Room: AAPM ePoster Library
Purpose: To further improve the performance of a deep-learning based CBCT augmentation technique by using transfer learning and patient-specific information.
Methods: A Unet model was developed to augment the quality of undersampled CBCT images from a 3D/4D CBCT scan. The model was first trained using a group of patients’ data, and then was fine-tuned using transfer learning and the patient-specific data. Two transfer learning methods were explored, including layer freezing and whole-network fine-tuning. The augmented CBCT with transfer learning was evaluated by comparing against the groundtruth images both qualitatively and quantitatively using structure similarity index matrix (SSIM) and peak signal-to-noise ratio (PSNR). The performance of patient-specific transfer learning model was compared against the original group based UNet model. The effect of projection number on the model performance was also studied.

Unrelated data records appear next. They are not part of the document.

PR #2409, opened 2020-04-15
Add instructions to register nickname with Freenode

strk:
As it looks like #gdal on Freenode restricts voice to
registered users..

### DIFF
--- a/gdal/doc/source/community.rst
+++ b/gdal/doc/source/community.rst
@@ -44,6 +44,12 @@ with the community.
 The `Mailing List`_ and `GitHub`_ avenues are going to be more productive
 communication channels in most situations.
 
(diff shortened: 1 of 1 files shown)


gdal/doc/source/community.rst
```diff
@@ -44,6 +44,12 @@ with the community.
 The `Mailing List`_ and `GitHub`_ avenues are going to be more productive
 communication channels in most situations.
 
+NOTE: the Freenode channel only accepts messages from registered users,
```
rouault, line 47: using the `.. note::` syntax would probably be best

strk:
> using the `.. note::` syntax would probably be best

Done, please check (I'm not familiar)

Results: Qualitatively, transfer learning effectively improved the fidelity of detailed anatomical structures in the augmented CBCT, compared to the UNet model alone. Quantitatively, transfer learning improved SSIM from 0.924 to 0.958, PSNR from 33.77 to 38.42 for whole volumetric images. The two transfer learning methods had comparable performance in augmenting the images while the layer-freezing method was more time-efficient with training time as short as 10 minutes. The enhancement by transfer learning became more prominent as the number of projections used for CBCT reconstruction decreased to as low as 90.
Conclusion: The transfer learning method is efficient and effective in enhancing the performance of deep-learning methods for augmenting 3D/4D-CBCT images, which are valuable in IGRT applications. The study also demonstrated the potential of using transfer learning to retrain a group based deep-learning model into a patient-specific model to enhance its performance for the individual patients in various clinical tasks.
Funding Support, Disclosures, and Conflict of Interest: Supported by NIH grants R01-CA184173 and R01-EB028324.